🤖 AI Summary
Existing optimizers suffer from unstable neuron outputs and insufficient generalization: Adam converges rapidly but generalizes poorly, whereas SGD generalizes well yet converges slowly. This paper proposes ADAACT, a novel optimization algorithm that—uniquely—dynamically adjusts the learning rate at the neuron level based on activation variance. ADAACT employs a gradient-driven, lightweight, backpropagation-compatible adaptation mechanism. It significantly improves output stability while achieving state-of-the-art generalization performance on CIFAR and ImageNet; its convergence speed approaches that of Adam, and its generalization capability matches or exceeds that of SGD, with negligible additional training overhead.

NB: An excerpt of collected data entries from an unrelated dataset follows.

PR #2200, opened 2019-07-11
Refactor workflow execution context & mutable state

wxing1292:
* Introduce WorkflowEvents, which contains events to be persisted
* Cleanup workflow execution continue as new path, now all create workflow persistence request is generated using mutable state
* Remove appendFirstBatchHistoryForContinueAsNew, handle the persistence of continue as new history events in update method
* Move mutable state helper functions to dedicated file
* Introduce CloseTransactionAsSnapshot as close function for workflow creation
* Introduce CloseTransactionAsMutation as close function for workflow update


wxing1292:
Note: the mutable state / workflow execution context re-write is still ongoing, meaning that there are things half done

wxing1292:
@yycptt plz verify the continue as new path (especially the cron related logic)

service/history/mutableStateBuilder.go
```diff
@@ -3629,6 +3490,272 @@ func (e *mutableStateBuilder) GetContinueAsNew() *persistence.WorkflowSnapshot {
...
+	e.deleteSignalRequestedID = ""
+	e.continueAsNew = nil
+	e.continueAsNewWorkflowEvents = nil
+	e.clearBufferedEvents = false
+	if e.updateBufferedEvents != nil {
+		e.bufferedEvents = append(e.bufferedEvents, e.updateBufferedEvents...)
+		e.updateBufferedEvents = nil
+	}
+	if len(e.bufferedEvents) > e.config.MaximumBufferedEventsBatch() {
+		return ErrBufferedEventsLimitExceeded
```
venkat1109: what does it mean when you return error at this stage ? What is the application supposed to do ? Can we return this error much earlier before we even flush events etc i.e. check if len(buffered) + len(updateBuffered) > limit ?

service/history/mutableStateUtil.go
```diff
@@ -0,0 +1,185 @@
+// Copyright (c) 2017 Uber Technologies, Inc.
```
venkat1109: s/2017/2019

service/history/mutableStateUtil.go
```diff
@@ -0,0 +1,185 @@
...
+
+import (
+	"github.com/uber/cadence/common/persistence"
+)
+
+func convertPendingActivityInfos(
+	inputs map[int64]*persistence.ActivityInfo,
+) []*persistence.ActivityInfo {
+
+	outputs := []*persistence.ActivityInfo{}
```
venkat1109: you know the size beforehand. Allocate exactly len(inputs) capacity slice. Same comment for rest of the methods

service/history/stateBuilder.go
```diff
@@ -129,6 +129,10 @@ func (b *stateBuilderImpl) applyEvents(domainID, requestID string, execution sha
 		switch event.GetEventType() {
 		case shared.EventTypeWorkflowExecutionStarted:
 			attributes := event.WorkflowExecutionStartedEventAttributes
+			domainEntry, err := b.domainCache.GetDomainByID(domainID)
+			if err != nil {
+				return nil, nil, nil, err
```
venkat1109: this method signature definitely needs some revisiting. It takes about 6 params and returns 4 results

service/history/mutableStateBuilder.go
```diff
@@ -3629,6 +3490,272 @@ func (e *mutableStateBuilder) GetContinueAsNew() *persistence.WorkflowSnapshot {
...
+	}
+
+	e.hasBufferedEventsInPersistence = len(e.bufferedEvents) > 0
+	e.condition = e.GetNextEventID()
+	return nil
```
yycptt: reset pendingTimertasks etc.?

service/history/mutableStateBuilder.go
```diff
@@ -83,14 +83,21 @@ type (
...
+
+		// in memory only attributes
+		// indicates whether there are buffered events in persistence
 		hasBufferedEventsInPersistence bool
+		// indicates the previous next event ID
+		condition int64
+
+		pendingTransferTasks    []persistence.Task
+		pendingReplicationTasks []persistence.Task
+		pendingTimerTasks       []persistence.Task
```
yycptt: Can we rename these three fields to something like transactionTransferTasks?

service/history/mutableStateBuilder.go
```diff
@@ -3629,6 +3490,272 @@ func (e *mutableStateBuilder) GetContinueAsNew() *persistence.WorkflowSnapshot {
...
+func (e *mutableStateBuilder) AddTransferTasks(transferTasks ...persistence.Task) {
+	e.pendingTransferTasks = append(e.pendingTransferTasks, transferTasks...)
+}
+
+// TODO convert AddTransferTasks to prepareTimerTasks
+func (e *mutableStateBuilder) AddTimerTasks(timerTasks ...persistence.Task) {
+	e.pendingTimerTasks = append(e.pendingTimerTasks, timerTasks...)
+}
+
+func (e *mutableStateBuilder) ToWorkflowMutation(now time.Time) (*persistence.WorkflowMutation, []*persistence.WorkflowEvents, error) {
```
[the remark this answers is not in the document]
wxing1292: sure, but this function is not commit, not yet. this function aims to generate objects to be persisted.

one more thing, this function is generating a diff, there is another function which generates a snapshot.

service/history/mutableStateBuilder.go
```diff
@@ -3629,6 +3490,272 @@ func (e *mutableStateBuilder) GetContinueAsNew() *persistence.WorkflowSnapshot {
...
+		Condition: e.condition,
+	}
+
+	if err := e.closeSession(); err != nil {
+		return nil, nil, err
+	}
+	return workflowMutation, workflowEventsSeq, nil
+}
+
+func (e *mutableStateBuilder) ToWorkflowSnapshot(now time.Time) (*persistence.WorkflowSnapshot, []*persistence.WorkflowEvents, error) {
```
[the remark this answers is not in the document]
wxing1292: if commit is the key word (meaning generating a snapshot or diff but does not persist it to DB), what about CommitMutation and CommitSnapshot?

service/history/mutableStateUtil.go
wxing1292: sure

service/history/mutableStateUtil.go
wxing1292: sure

service/history/stateBuilder.go
wxing1292: agreed, let us do it one thing at a time :)

service/history/mutableStateBuilder.go
wxing1292: right now this is handled by failing the decision
```
c.failInflightDecision()
```
ref: https://github.com/uber/cadence/blob/master/service/history/workflowExecutionContext.go#L750

The refactor need to incrementally change related logic

service/history/mutableStateBuilder.go
```diff
@@ -3629,6 +3490,272 @@ func (e *mutableStateBuilder) GetContinueAsNew() *persistence.WorkflowSnapshot {
...
+	e.pendingReplicationTasks = append(e.pendingReplicationTasks,
+		convertSyncActivityInfos(
+			e.pendingActivityInfoIDs,
+			e.syncActivityTasks,
+		)...)
+
+	return workflowEventsSeq, nil
+}
+
+func (e *mutableStateBuilder) eventsToReplicationTask(events []*workflow.HistoryEvent) []persistence.Task {
```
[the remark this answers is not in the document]
wxing1292: if changing the signature, then this function can return nil and caller need to do nil check.

service/history/mutableStateBuilder.go
wxing1292: good catch

service/history/mutableStateBuilder.go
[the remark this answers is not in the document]
yycptt: Maybe something like CreateWorkflowMutation, GenerateWorkflowMutation, CreateXXXDiff, etc.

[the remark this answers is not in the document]
wxing1292: change to 
CloseTransactionForWorkflowSnapshot
and 
CloseTransactionForWorkflowMutation

PR #2206, opened 2019-07-12
Instructions for docker-compose in production

longquanzheng:


docker/README.md
```diff
@@ -62,12 +62,90 @@ docker-compose -f docker-compose-mysql.yml down
...
+   ```
+  b. Go to the domains table directory and clear all data files(**NOT** folders)
+  ```
+  rm data/cadence/domains-aec8fcd0a4ee11e98c689b89c16b65a4/*.*
+  ``` 
+  c. Copy the snapshots to the table directory:
+  ```
+  cp data/cadence/domains-aec8fcd0a4ee11e98c689b89c16b65a4/snapshots/my-test-backup/* data/cadence/domains-aec8fcd0a4ee11e98c689b89c16b65a4/
+  ```
+  d. Finally restart the Cassandra container and Cadence service
```
purplesusan: add a comma after Finally
add a period at the end

docker/README.md
```diff
@@ -62,12 +62,90 @@ docker-compose -f docker-compose-mysql.yml down
...
+  d. Finally restart the Cassandra container and Cadence service   
+
+Typical production setup
+=========================
+In a typical production setting, dependencies (Cassandra / MySQL and Statsd / Prometheus server) are
+managed / started independently of the cadence-server. 
+The recommended way is to use [Cadence Helm Chart](https://hub.helm.sh/charts/banzaicloud-stable/cadence), if you have Kubernetes.
+
+ 
+For hooking up with other deployment platform, you can use the following command:
```
purplesusan: For hooking up with -> To hook into 
platform -> platforms

docker/README.md
```diff
@@ -62,12 +62,90 @@ docker-compose -f docker-compose-mysql.yml down
 
 Please note that SQL support is still in active developement and it is not production ready yet.
 
-Quickstart for production
+Onebox production setup with docker-compose
```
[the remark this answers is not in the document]
longquanzheng: I see. Let's use One Host then. I used OneBox because this is what we call it internally in AWS.

docker/README.md
```diff
@@ -62,12 +62,90 @@ docker-compose -f docker-compose-mysql.yml down
...
-a production setting, use the following command:
+For a simple production setup, start with our **docker-compose-production-example.yml** for a single host Cadence cluster as the follow.
 
+#### 1. Modify the database mounting path in the example.yaml
+You may want to set the Cassandra data location because:
+ 1) You need a disk partition that has enough space
+ 2) It is better to have a separated storage hardware for database for performance, backup plan and availability(with RAID)
+ 3) Setting a mounting path can avoid losing data when you run **docker-compose down**
+
+Save it into docker-compose.yaml.
```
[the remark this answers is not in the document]
longquanzheng: How about:
Save the edited example YAML file as **docker-compose.yaml**.  ?

docker/README.md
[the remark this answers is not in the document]
purplesusan: cool, thanks.

docker/README.md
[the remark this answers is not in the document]
purplesusan: That works. Thanks!

docker/README.md
```diff
@@ -62,12 +62,90 @@ docker-compose -f docker-compose-mysql.yml down
...
+Onebox production setup with docker-compose
 =========================
-In a typical production setting, dependencies (cassandra / statsd server) are
-managed / started independently of the cadence-server. To use the container in
-a production setting, use the following command:
+For a simple production setup, start with our **docker-compose-production-example.yml** for a single host Cadence cluster as the follow.
 
+#### 1. Modify the database mounting path in the example.yaml
+You may want to set the Cassandra data location because:
+ 1) You need a disk partition that has enough space
```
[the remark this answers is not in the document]
longquanzheng: 1. is already taken by "#### 1. Modify the database mou..."
Can I use * a. ?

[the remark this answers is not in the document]
purplesusan: Yes, a. would be a good alternative.

docker/README.md
```diff
@@ -62,12 +62,90 @@ docker-compose -f docker-compose-mysql.yml down
...
 =========================
-In a typical production setting, dependencies (cassandra / statsd server) are
-managed / started independently of the cadence-server. To use the container in
-a production setting, use the following command:
+For a simple production setup, start with our **docker-compose-production-example.yml** for a single host Cadence cluster as described in the following steps.
 
+#### 1. Modify the database mounting path in the example YAML file
+You may want to set the Cassandra data location because:
+* a. You need a disk partition that has enough space
+* b. You prefer to have separated storage hardware for have a separated storage hardware for database for performance, backup plan, and availability (with RAID)
```
dmetzgar: Rewrite to "b. Separate storage hardware for your database gives you better control over performance, availability, and backup strategy"

docker/README.md
```diff
@@ -62,12 +62,90 @@ docker-compose -f docker-compose-mysql.yml down
...
+* c. Setting a mounting path can avoid losing data when you run **docker-compose down**
+
+Save the edited example YAML file as docker-compose.yaml.
+
+See the [Docker Documentation](https://docs.docker.com/compose/production/) for more information about using docker-compose in production.
```
dmetzgar: Seems this section belongs in the section below.

docker/README.md
```diff
@@ -62,12 +62,90 @@ docker-compose -f docker-compose-mysql.yml down
...
 
-Quickstart for production
+One host production setup with docker-compose
 =========================
-In a typical production setting, dependencies (cassandra / statsd server) are
-managed / started independently of the cadence-server. To use the container in
-a production setting, use the following command:
+For a simple production setup, start with our **docker-compose-production-example.yml** for a single host Cadence cluster as described in the following steps.
 
+#### 1. Modify the database mounting path in the example YAML file
```
dmetzgar: This heading style doesn't match the rest of the file. Can you change the other headings to use the `# Heading` style?

docker/README.md
```diff
@@ -62,12 +62,90 @@ docker-compose -f docker-compose-mysql.yml down
...
+* c. Modify the version tag in Cadence server to the new release in docker-compose.yaml. Then run it again:
+```
+docker-compose up -d
+```
+
+#### 4. Backup & Restore
+* **Backup**: Use nodetool [snapshot](http://cassandra.apache.org/doc/latest/tools/nodetool/snapshot.html) command to create hot snapshots.
+ To access nodetool, you can install nodetool, or log on to the Cassandra container. Get your Cassandra docker container ID by:
+ ```
+ docker ps
```
dmetzgar: Put a `$` in front of the command so that it's easier to distinguish the command from its output.

docker/README.md
```diff
@@ -62,12 +62,90 @@ docker-compose -f docker-compose-mysql.yml down
...
+* b. Shut down docker-compose by using the following command:
+```
+docker-compose stop
+```
+* c. Modify the version tag in Cadence server to the new release in docker-compose.yaml. Then run it again:
+```
+docker-compose up -d
+```
+
+#### 4. Backup & Restore
```
dmetzgar: Backup and restore should be their own headings instead of bullet points under this heading.

docker/README.md
```diff
@@ -62,12 +62,90 @@ docker-compose -f docker-compose-mysql.yml down
 
 Please note that SQL support is still in active developement and it is not production ready yet.
 
-Quickstart for production
+One host production setup with docker-compose
 =========================
-In a typical production setting, dependencies (cassandra / statsd server) are
-managed / started independently of the cadence-server. To use the container in
-a production setting, use the following command:
+For a simple production setup, start with our **docker-compose-production-example.yml** for a single host Cadence cluster as described in the following steps.
```
dmetzgar: There are a couple things missing here. The first is that there is no explanation of why the yaml file is set to 0.5.9 version of Cadence. If that's done on purpose to have them walk through the upgrade scenario, then call that out.

The other thing missing is some indication of when the schema upgrade is needed. Is there anything they should look for in the release notes? Should they consider a change in minor version to indicate a schema change?

docker/README.md
```diff
@@ -62,12 +62,90 @@ docker-compose -f docker-compose-mysql.yml down
...
+
+#### 2. Run docker-compose
+```
+docker-compose up -d
+```
+Try out our [samples](https://github.com/uber-common/cadence-samples) to make sure the server is running well.
+
+#### 3. Upgrade Cadence server
+* a. First, you need to upgrade the database schema. You can find instructions for using the cadence-cassandra-tool to upgrade schema [here](https://github.com/uber/cadence/tree/master/tools/cassandra#update-schema-as-part-of-a-release).
+* b. Shut down docker-compose by using the following command:
```
dmetzgar: We can't do in-place upgrades?

docker/README.md
dmetzgar: Also, we should have a MySQL version of the docker-compose. Most people will be using MySQL.

longquanzheng: I would update that 0.5.9 to 0.x.y-auto-setup and let them choose the latest one to start with.
 
Currently there is no place to know whether or not a schema changes is needed. I will include that into our release process. Let us make sure very release telling it. If they run with old schema, the server won't start successfully. 

Agreed that we should have a MySQL version. Issue created https://github.com/uber/cadence/issues/2406 We need to practice how to use the commands to do backup like Cassandra

docker/README.md
longquanzheng: Done

docker/README.md
longquanzheng: done

docker/README.md
longquanzheng: Yes, you are right.

docker/README.md
longquanzheng: Ideally yes, we should be able to do that. But with docker-compse, you have to stop and then start so that it will pick up the new docker image.
I have tried "docker-compose restart", it simply restart the container without reading the changes from compose file.

docker/README.md
longquanzheng: Done

docker/README.md
longquanzheng: Done

PR #2208, opened 2019-07-15
Domain specific rate limiter

shreyassrivatsan:
Just the basic implementation with benchmarks. Will be used in subsequent diffs.


common/quotas/policy.go
```diff
@@ -43,3 +49,57 @@ func (s *simpleRateLimitPolicy) Allow() bool {
...
+
+func (d *DomainRateLimitPolicy) Allow(domain string) bool {
+	// check if we have a per-domain limiter - if not create a default one for
+	// the domain.
+	d.RLock()
+	limiter, ok := d.domainLimiters[domain]
+	d.RUnlock()
+	if !ok {
+		d.Lock()
+		limiter = rate.NewLimiter(rate.Limit(defaultRps), defaultRps)
```
wxing1292: 1. this line can be out of the lock
2. before putting the limiter into the map, do a double check?

PR #2759, opened 2019-11-01
Add validation for add search attributes

vancexu:
https://github.com/uber/cadence/issues/2726


service/frontend/adminHandler.go
```diff
@@ -139,6 +140,9 @@ func (adh *AdminHandler) AddSearchAttribute(ctx context.Context, request *admin.
 	if len(request.GetSearchAttribute()) == 0 {
 		return &gen.BadRequestError{Message: "SearchAttributes are not provided"}
 	}
+	if err := adh.validateConfigForAdvanceVisibility(); err != nil {
+		return &gen.BadRequestError{Message: fmt.Sprintf("Config related to advancedVisibilityStore is not found")}
```
meiliang86: Technically this is not bad result, but NotSupported operation?
Also the message should be "AdvancedVisibilityStore is not supported for this Cadence Cluster"?

wxing1292: from my understanding bad request is ok, since cluster is not configured to support ES?

PR #2761, opened 2019-11-04
Use different argument for cassandra address in Admin CLI

longquanzheng:
https://github.com/uber/cadence/issues/2663


tools/cli/adminCommands.go
```diff
@@ -263,7 +263,7 @@ func readOneRow(query *gocql.Query) (map[string]interface{}, error) {
 }
 
 func connectToCassandra(c *cli.Context) *gocql.Session {
-	host := getRequiredOption(c, FlagAddress)
+	host := getRequiredOption(c, FlagCassandraAddress)
```
wxing1292: could you also add a `FlagCassandraPort`?

wxing1292: line 270 still use the `FlagPort `

longquanzheng: done

longquanzheng:
related to https://github.com/uber/cadence/issues/2777

PR #2762, opened 2019-11-04
Consistent query version check

andrewjdawson2016:
This diff does the following

- Refactors query state machine to make terminal state more generic
- Adds terminal state of failed to query
- Combine client version checker and feature checker into a single checker interface
- Add consistent query feature check
- Fail queries which are responded from worker which does not support consistent query


service/history/query.go
```diff
@@ -23,131 +23,125 @@
...
-
-	validFailed := queryResult.GetResultType().Equals(shared.QueryResultTypeFailed) &&
-		queryResult.Answer == nil &&
-		queryResult.ErrorMessage != nil
-
-	if !validAnswered && !validFailed {
-		return errQueryResultIsInvalid
+	switch terminationState.queryTerminationType {
+	case queryTerminationTypeCompleted:
+		if terminationState.queryResult == nil || terminationState.failure != nil {
```
vitarb: This changes the error for nil queryResult from errQueryResultIsNil to errTerminationStateInvalid. Is it intentional?

service/history/queryRegistry.go
```diff
@@ -192,6 +199,9 @@ func (r *queryRegistryImpl) getQuery(id string) (query, error) {
 	if q, ok := r.unblocked[id]; ok {
 		return q, nil
 	}
```
vitarb: Is this still needed since we are removing unblockQuery method?

service/history/query.go
```diff
@@ -23,131 +23,125 @@
...
+	errQueryNotInTerminalState = &shared.InternalServiceError{Message: "query not in terminal state"}
 )
 
 type (
-	queryState int
+	queryTerminationType int
 
 	query interface {
-		getQueryInternalState() *queryInternalState
+		getQueryID() string
```
meiliang86: This interface does not look very useful to me. You might want to just use the impl directly.

service/history/queryRegistry.go
```diff
@@ -40,14 +40,16 @@ type (
 		getCompletedIDs() []string
 		hasUnblockedQuery() bool
 		getUnblockedIDs() []string
+		hasFailedQuery() bool
```
meiliang86: There are quite a few methods in this interface that are for testing purpose only. Can we remove them and only leave the "real" ones there?
For testing you can use the assertion or test against the impl directly.

service/history/decisionHandler.go
```diff
@@ -637,12 +620,65 @@ func (handler *decisionHandlerImpl) createRecordDecisionTaskStartedResponse(
...
 		}
-		queries[state.id] = state.queryInput
+		queries[id] = input
 	}
 	response.Queries = queries
 	return response, nil
 }
+
+func (handler *decisionHandlerImpl) handleBufferedQueries(
+	msBuilder mutableState,
```
meiliang86: msBuilder -> mutableState
Same from the caller side.

service/history/decisionHandler.go
```diff
@@ -637,12 +620,65 @@ func (handler *decisionHandlerImpl) createRecordDecisionTaskStartedResponse(
...
+	clientImpl string,
+	clientFeatureVersion string,
+	queryResults map[string]*workflow.WorkflowQueryResult,
+	createNewDecisionTask bool,
+) {
+	queryRegistry := msBuilder.GetQueryRegistry()
+	if !queryRegistry.hasBufferedQuery() {
```
meiliang86: What can lead to this?

common/client/versionChecker.go
```diff
@@ -0,0 +1,165 @@
...
+	GoWorkerConsistentQueryVersion = "1.5.0"
+
+	stickyQuery     = "sticky-query"
+	consistentQuery = "consistent-query"
+)
+
+type (
+	// VersionChecker is used to check client/server compatibility and client's capabilities
+	VersionChecker interface {
+		ClientSupported(context.Context, bool) error
```
meiliang86: In general, can you use named params in the interface method so people know what these variables mean? (e.g. this bool...)

service/history/decisionHandler.go
```diff
@@ -637,12 +620,65 @@ func (handler *decisionHandlerImpl) createRecordDecisionTaskStartedResponse(
...
+		return
+	}
+	if versionErr := client.NewVersionChecker().SupportsConsistentQuery(clientImpl, clientFeatureVersion); versionErr != nil {
```
meiliang86: We don't need to create version checker on each call, right?

meiliang86: Also add a comment above this line to explain why we are doing this.

service/history/historyEngine.go
```diff
@@ -849,12 +835,18 @@ func (e *historyEngineImpl) QueryWorkflow(
 			default:
 				return nil, ErrQueryEnteredInvalidState
 			}
+		case queryTerminationTypeUnblocked:
+			msResp, err := e.getMutableState(ctx, request.GetDomainUUID(), *request.GetRequest().GetExecution())
```
meiliang86: Why do we need to load ms again?

common/client/versionChecker.go
```diff
@@ -0,0 +1,165 @@
...
+
+// SupportsConsistentQuery returns error if consistent query is not supported otherwise nil.
+// In case client version lookup fails assume the client does not support feature.
+func (vc *versionChecker) SupportsConsistentQuery(clientImpl string, clientFeatureVersion string) error {
+	return vc.featureSupported(clientImpl, clientFeatureVersion, consistentQuery)
+}
+
+func (vc *versionChecker) featureSupported(clientImpl string, clientFeatureVersion string, feature string) error {
+	if clientImpl == "" || clientFeatureVersion == "" {
+		return &shared.ClientVersionNotSupportedError{ClientImpl: clientImpl, FeatureVersion: clientFeatureVersion}
```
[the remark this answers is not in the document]
andrewjdawson2016: I don't think so for two reasons:

- The customer will get this error in response to a feature usage. For example they will call query and then get this error back so its clear that the error has to do with query.
- Second this error does not always relate to features, it can also just mean the client is too new for this server in which case there is no specific feature.

common/client/versionChecker.go
```diff
@@ -0,0 +1,165 @@
...
+	supportedVersions, ok := implMap[feature]
+	if !ok {
+		return &shared.ClientVersionNotSupportedError{ClientImpl: clientImpl, FeatureVersion: clientFeatureVersion}
+	}
+	version, err := version.NewVersion(clientFeatureVersion)
+	if err != nil {
+		return &shared.ClientVersionNotSupportedError{FeatureVersion: clientFeatureVersion, ClientImpl: clientImpl, SupportedVersions: supportedVersions.String()}
+	}
+	if !supportedVersions.Check(version) {
+		return &shared.ClientVersionNotSupportedError{ClientImpl: clientImpl, FeatureVersion: clientFeatureVersion, SupportedVersions: supportedVersions.String()}
```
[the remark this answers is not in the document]
andrewjdawson2016: Response above.

service/history/queryRegistry.go
```diff
@@ -64,122 +67,126 @@ func newQueryRegistry() queryRegistry {
...
 	r.Lock()
 	defer r.Unlock()
-
 	delete(r.buffered, id)
 	delete(r.completed, id)
 	delete(r.unblocked, id)
+	delete(r.failed, id)
 }
 
 func (r *queryRegistryImpl) getQuery(id string) (query, error) {
```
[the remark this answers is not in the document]
andrewjdawson2016: resolved

service/history/queryRegistry.go
andrewjdawson2016: It is still needed. Even though we removed unblockQuery method we are not removing the ability to unblock a query. Basically now query state machine just allows posting a terminal state. One of those terminal states is unblocked query.

andrewjdawson2016: It is still needed. Even though we removed unblockQuery method we are not removing the ability to unblock a query. Basically now query state machine just allows posting a terminal state. One of those terminal states is unblocked query.

service/history/queryRegistry.go
andrewjdawson2016: I don't feel that strongly but I did think about this and I prefer to leave it like this for the following reasons

- This is a registry API, so even though many of these APIs are not used they are reasonable methods to have on this primitive. 
- I find it confusing to read the interface if you can get completed queries and buffered queries only and yet the user needs to know that queries can also be failed, or unblocked.

service/history/query.go
andrewjdawson2016: I use an interface here because I want to make it clear to the reader that certain invariants of query are always return I cannot clearly indicate this if the rest of the system is working directly on references to query structs.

The core innovation lies in integrating activation variance into the learning rate adaptation paradigm—thereby bridging the long-standing trade-off between convergence efficiency and generalization ability.
📝 Abstract
We introduce ADAACT, a novel optimization algorithm that adjusts learning rates according to activation variance. Our method enhances the stability of neuron outputs by incorporating neuron-wise adaptivity during the training process, which subsequently leads to better generalization— a complementary approach to conventional activation regularization methods. Experimental results demonstrate ADAACT’s competitive performance across standard image classification benchmarks. We evaluate ADAACT on CIFAR and ImageNet, comparing it with other state-of-the-art methods. Importantly, ADAACT effectively bridges the gap between the convergence speed of Adam and the strong generalization capabilities of SGD, all while maintaining competitive execution times.